How can so many educated, intelligent citizens of nations which have so long enjoyed the greatest combination of freedom from tyranny and economic prosperity ever seen in world history, so easily surrender those freedoms with nary a whimper? These freedoms have not just been easily, but enthusiastically given

The Good Sauce · 210624 DAVE PELLOWE – How Do Politicians Convince So Many Voters To Support Lockdown

In part, our immense national prosperity and the far flung remoteness of any wars for many generations now, goes some way to explaining the lack of value we place on our personal autonomy: our freedom to work, travel, assemble, protest or worship.

The 18th Century, American political activist and theorist Thomas Paine observed:

What We Obtain Too Cheap, We Esteem Too Lightly; It Is Dearness Only That Gives Everything Its Value.

But I don’t believe it’s that simple: that we’ve simply forgotten what social carnage the tyranny of Kings and collectives can do to a nation because we don’t value freedom as much as the generations which shed blood for it.

I believe there’s a much deeper quirk of human psychology being relied upon and cynically manipulated by our leaders. Allow me to explain and present the evidence, and please tell me if there’s a better explanation.

Freedom

Freedom should not be absolute. We are not individually sovereign and completely unaccountable to authority. There is literally nowhere we can flee to and avoid our responsibility to others, though living off the grid and remotely may bring a very large illusion of absolute freedom.

My philosophy of freedom is informed by my theology, my understanding that God alone is unaccountable, and that He grants freedom to individuals. I believe God ordained both the authority and responsibility of governments to uphold His laws and protect people from harm, domestic or foreign. Thus violating freedoms granted by God and not government is in breach of government’s own sacred duty to natural laws, a responsibility for which they will certainly one day answer to God.

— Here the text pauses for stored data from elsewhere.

PR #3355, opened 2020-05-21
Async Elasticsearch

morsecodist:
# Description

This PR fixes issues that caused missing records in elasticsearch. It also makes our elasticsearch indexing asynchronous.

## Issues

These issues occurred because we add things to Elasticsearch with [elasticsearch-model[(https://github.com/elastic/elasticsearch-rails/tree/master/elasticsearch-model), which relies on Active Record Callbacks. Any modifications that circumvent the Active Record Callback Flow result in missing data in Elasticsearch. 

### Taxon Lineages

These are only updated via the task `update_lineage_db`. About a year ago this task was modified to use raw SQL. We have been missing updates since then. To fix this I added a step to re-index after this job runs. It is a little slow but we can index the whole thing in <30 minutes and this task only runs once ever 28 days so I feel it isn't a huge deal.

### Metadata Bulk Import

To do bulk metadata importing we are using [https://github.com/zdennis/activerecord-import](https://github.com/zdennis/activerecord-import). This circumvents the Active Record Callback Flow. This is necessary to avoid blocking synchronous updates that would render the feature very slow. I created a version of this method that also indexes in Elasticsearch. However, this would still involve blocking synchronous updates without the async change I made.

## Async Elasticsearch

Currently we are blocking considering writes complete on updating the Elasticsearch Index. This slows down all of our database interactions with these tables. It also fails database operations when the re-index is not really required right away and could have been retried. In their docs elasticsearch-model [recommends async updates](https://github.com/elastic/elasticsearch-rails/blob/master/elasticsearch-model/README.md#asynchronous-callbacks). These callbacks also have logging and alerting so we can debug potential missingness in Elasticsearch in the future, and we can know when to initiate a re-index.

# Tests

Tested all of the relevant models, bulk imports, as well as the rake task.

### DIFF
--- a/app/helpers/elasticsearch_callbacks_helper.rb
+++ b/app/helpers/elasticsearch_callbacks_helper.rb
@@ -1,9 +1,5 @@
-require 'elasticsearch/model'
-
 # Provides Async Callbacks for Elasticsearch Syncing
 module ElasticsearchCallbacksHelper
-  include Elasticsearch::Model
-
   def self.included(base)
     return unless base.ancestors.include?(::ActiveRecord::Base)
     base.class_eval do
@@ -17,8 +13,8 @@ module ElasticsearchCallbacksHelper
     Resque.enqueue(
       ElasticsearchIndex,
       :index,
-      index_name,
-      document_type,
+      __elasticsearch__.index_name,
+      __elasticsearch__.document_type,
       id,
       __elasticsearch__.as_indexed_json
     )
@@ -27,9 +23,9 @@ module ElasticsearchCallbacksHelper
   def async_elasticsearch_delete
     Resque.enqueue(
       ElasticsearchIndex,
-      :index,
-      index_name,
-      document_type,
+      :delete,
+      __elasticsearch__.index_name,
+      __elasticsearch__.document_type,
       id,
       __elasticsearch__.as_indexed_json
     )
--- a/app/helpers/elasticsearch_callbacks_helper.rb
+++ b/app/helpers/elasticsearch_callbacks_helper.rb
@@ -1,5 +1,10 @@
 # Provides Async Callbacks for Elasticsearch Syncing
 module ElasticsearchCallbacksHelper
+  # WARNING: using this with a model means you must ensure activerecord
+  #  callbacks are called on all updates. This module updates elasticsearch
+  #  using these callbacks. If you must circumvent them somehow (eg. using raw
+  #  SQL or bulk_import) you must explicitly update elasticsearch appropriately.
+
   def self.included(base)
     return unless base.ancestors.include?(::ActiveRecord::Base)
     base.class_eval do
--- a/app/helpers/elasticsearch_callbacks_helper.rb
+++ b/app/helpers/elasticsearch_callbacks_helper.rb
@@ -1,0 +1,37 @@
+require 'elasticsearch/model'
+
+# Provides Async Callbacks for Elasticsearch Syncing
+module ElasticsearchCallbacksHelper
+  include Elasticsearch::Model
+
+  def self.included(base)
+    return unless base.ancestors.include?(::ActiveRecord::Base)
+    base.class_eval do
+      after_commit -> { async_elasticsearch_index }, on: :create
+      after_commit -> { async_elasticsearch_index }, on: :update
+      after_commit -> { async_elasticsearch_delete }, on: :destroy
+    end
+  end
+
+  def async_elasticsearch_index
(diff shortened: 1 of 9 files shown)


lib/tasks/update_lineagedb.rake
```diff
@@ -153,6 +153,18 @@ class LineageDatabaseImporter
     import_new_taxid_lineages!
     affected = build_new_taxon_lineages!
     upgrade_taxon_lineages!(affected, noverify)
+    # This is very slow, since this script is using raw SQL the
+    #  elasticsearch index will not be updated, since elasticsearch-model
+    #  relies on callbacks. The safest and easiest way to ensure the
+    #  index is in sync at the end is to refresh the whole thing.
+    #  Since this script is run rarely this shouldn't be a huge deal
+    #  but if it is slow you may want to look into only updating affected ids.
+    import_elasticsearch!
```
gregdingle, line 162: would it easy to update only the retired, updated and new records? those are separated out in this script, and they make up a small percent typically.

app/models/metadatum.rb
```diff
@@ -8,7 +8,7 @@ class Metadatum < ApplicationRecord
 
   if ELASTICSEARCH_ON
     include Elasticsearch::Model
-    include Elasticsearch::Model::Callbacks
+    include ElasticsearchCallbacksHelper
```
gregdingle, line 11: I want to see this declared loudly as a comment whenever `ElasticsearchCallbacksHelper` is included.

>  Any modifications that circumvent the Active Record Callback Flow result in missing data in Elasticsearch.

That should help spread the knowledge in the team.

app/jobs/elasticsearch_index.rb
```diff
@@ -0,0 +1,25 @@
...
+      Elasticsearch::Model.client.delete(index: index_name, type: index_type, id: record_id)
+      Rails.logger.debug("Elasticsearch: Successfully deleted record: #{record_id} source table: #{index_name}")
+    else raise ArgumentError, "Unknown operation '#{operation}'"
+    end
+  rescue Elasticsearch::Transport::Transport::Errors::NotFound
+    Rails.logger.debug("Elasticsearch: Attempted to delete document: #{record_id} from #{index_name} but it was not found")
+  rescue => e
+    Rails.logger.error(e)
+    LogUtil.log_backtrace(e)
+    LogUtil.log_err_and_airbrake("Elasticsearch failed to #{operation} record: #{record_id} source table: #{index_name}, with error: #{e.message}")
```
gregdingle, line 23: nice logging throughout here!

app/models/metadatum.rb
```diff
@@ -247,6 +253,21 @@ def self.bulk_load_import(to_create)
     errors
   end
 
+  # Bulk import safe to use with elasticsearch
+  def self.bulk_import_safe(to_create, opts = {})
```
gregdingle, line 257: why not just override `bulk_import`? it seems like that would be the safest way to ensure good behavior for idseq

app/helpers/elasticsearch_callbacks_helper.rb
```diff
@@ -0,0 +1,33 @@
+# Provides Async Callbacks for Elasticsearch Syncing
+module ElasticsearchCallbacksHelper
+  def self.included(base)
+    return unless base.ancestors.include?(::ActiveRecord::Base)
+    base.class_eval do
```
gregdingle, line 5: fancy ruby 🤩

gregdingle:
Also I'm wondering what is the plan to update this existing prod and staging DBs.

morsecodist:
> Also I'm wondering what is the plan to update the existing prod and staging DBs.

We can just run the import commands at any time after shipping this.

lib/tasks/update_lineagedb.rake
morsecodist: It wouldn't be too hard but it may not necessarily be faster. The total index import does more than just synchronously adding stuff one at a time, it has some batching logic for more efficient bulk updating. I could add a timestamp query maybe but I would need to do more research.

morsecodist: I tested with the date range query and that doesn't work because there are removed records so the only way to proceed would be a large in query or going ID by ID. Going one by one would most likely be slower and the large IN query is also dicey. I don't think it's worth spending more time on this because of how rarely this runs.

gregdingle: Ok sounds good.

You may not be religious or believe as I do, but I hope you can at least agree governments are not the authors and originators of human rights and freedoms. As such, any laws they may pass curtailing fundamental rights and freedoms are a corrupt fraud, temporarily legitimised only by cooperation. For example, it is not any human authority’s right to legalise slavery, eugenics, genocide or abortion.

This simple philosophy is neither original nor young. It is older than the history of Australia, established many centuries ago in British jurisprudence. The novel philosophy increasingly replacing it is legal positivism, the post-modern view that laws are validated entirely by the power to legislate, a kind of “might is right” rationalisation of legislation and justice.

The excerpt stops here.